Taking the entries below from the top, restate each line exactly and end with the line containing "In https://github.com/chef/chef-rfc/pull/118 we".

*** Exercise inputs Section Begins ***

PR #3270, opened 2015-04-23
Pull Config from external Gem

danielsdeleo:
## Extract Chef's Config to a Gem ##

(edited this description since the old description doesn't apply).

In https://github.com/chef/chef-rfc/pull/118 we want to be able to configure ohai. This would be best if we can just re-use Chef's config, so you don't need a `client.rb` and an `ohai.rb`, we can just add an ohai config context to Chef's config and use the same config file. Also, I believe that other projects would benefit from being able to read Chef's config without having to depend on all of Chef.

To that end, this PR creates a `ChefConfig` gem which is totally self-contained and depends only on mixlib-shellout (for locale detection) and mixlib-config. It is located in the main chef git repo so you don't have to deal with a bunch of Gemfile editing just to make a simple fix or add a new default config setting; you just make your change.

Currently both Chef's tests and ChefConfig's tests pass, so we _could_ just merge this. However, we probably should put a bit of thought into how much we want to synchronize the version numbers, etc. I'll detail those questions in a comment below.

@lamont-granquist @chef/client-core


danielsdeleo:
To summarize some discussion from private chat:

We would like to rev the version of chef-config either 100% in lockstep with Chef, or keep major and minor versions in lockstep. If we leave chef-config in a separate repo, that's going to cause development/release hassles where we have to do a bunch of "digital paperwork" just to synchronize versions. Bundler supports gems that are nested within a git repo as long as they're not nested too deeply (one or two dirs max). So we can make everything a lot more convenient if we put chef-config in this (Chef) repo. One way to do that is to go back to the layout we had in the chef-10 times, where chef would be in `chef/chef` and chef-config would be in `chef/chef-config`. I think it should be possible to alternatively just add the subprojects as directories without altering the structure of the repo otherwise, but I would want to check to make sure bundler behaves well. Thoughts on this issue would be welcome.

danielsdeleo:
Also, I created some issues for the ways in which `chef-config` currently depends on code from Chef: https://github.com/chef/chef-config/issues

* `Chef::FileCache`: this seems to be dead OpenID code.
* `Chef::Platform.windows?`: May need to suck it up and duplicate the windows check.
* `Chef::PathHelper`: I haven't looked at this not sure of the best way to proceed.
* `Chef::Mixin::ShellOut`: only used once, for locale detection. May be able to just use stdlib command execution methods (backticks/Process.spawn) or have Chef "monkey patch" locale config into the config class.

danielsdeleo:
@chef/client-core I believe the basic code here is correct or at least ready for final review. `chef-config` has been imported via subtree merge so its history is preserved (though this _does_ break history from `lib/chef/config.rb`--if that's a showstopper, that could be reworked).

We should probably decide on the process/metadata stuff:

* do we want to release both chef and chef-config together at the same version number all the time?
* Along with the above, what should the version constraint on the chef-config dependency be? FWIW, RSpec does something like `~> MAJOR.MINOR.0` for normal releases and exact equality for prereleases.
* What automation do we need in place to ensure everything ships when it's supposed to? Just update `rake release` to also ship `chef-config`?
* We need to make sure travis and appveyor run chef-config's tests. I think the one downside of the single-repo approach is it's difficult to determine if you only need to run the tests from one project or another. OTOH, the chef-config tests run in ~ 1s, so probably not a big deal for now.

lamont-granquist:
Easiest thing to do would probably be to make them always match exactly in version number and always equality pin.

danielsdeleo:
@lamont-granquist that would be my preference, at least to start. Off the top of my head, the way I think we do that is have one VERSION_NUMBER file in the root of the repo and have that code-gen the version.rb files (including a comment describing how to modify the version number w/ rake). That way we're less likely to forget to bump one but not the other. Reasonable?

lamont-granquist:
Yep, you are reading my mind...

danielsdeleo:
Fingers crossed, I think my latest commit should move the appveyor issues. Travis will still fail because appbundler and appbundle-updater are not going to work out of the box with this change. We will need some sort of build step that builds the component gems (just chef-config) for now. Any preferences on how that should work? @chef/test-driven-infrastructure ?

danielsdeleo:
Okay, I updated the rake tasks. One annoying bit is I think you'll have to run `rake version` and then separately you can run `rake package` because we load the gem specs when the Rakefile is evaluated. We could maybe switch to just running `gem build` to fix that if we want.

danielsdeleo:
Appveyor issue is specs stubbing `Chef::Platform.windows?` but that not changing `Chef::Config`'s behavior because it's looking at `ChefConfig.windows?`. Annoying but easily fixable.

danielsdeleo:
Specs are passing everywhere, but appbundle updater will need to be updated to install the chef-config gem before running the kitchen tests. cf. https://github.com/jdmundrawala/chef-appbundle-updater/blob/master/providers/appbundle.rb

jdmundrawala:
Yep, we're going to have to add a step that checks if the chef-config directory is there, and gem installs if it finds it.

tyler-ball:
@danielsdeleo I think the Rake tasks for managing chef-config make sense.

:+1:

danielsdeleo:
Okay, now travis is completely happy. @chef/client-core any review thoughts? Last item to complete is to update omnibus-software to install components as gems to make appbundler happy.

lamont-granquist:
:shipit:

*** Exercise inputs Section Ends ***

## Expected answer
PR #3270, opened 2015-04-23
Pull Config from external Gem

danielsdeleo:
## Extract Chef's Config to a Gem ##

(edited this description since the old description doesn't apply).

In https://github.com/chef/chef-rfc/pull/118 we want to be able to configure ohai. This would be best if we can just re-use Chef's config, so you don't need a `client.rb` and an `ohai.rb`, we can just add an ohai config context to Chef's config and use the same config file. Also, I believe that other projects would benefit from being able to read Chef's config without having to depend on all of Chef.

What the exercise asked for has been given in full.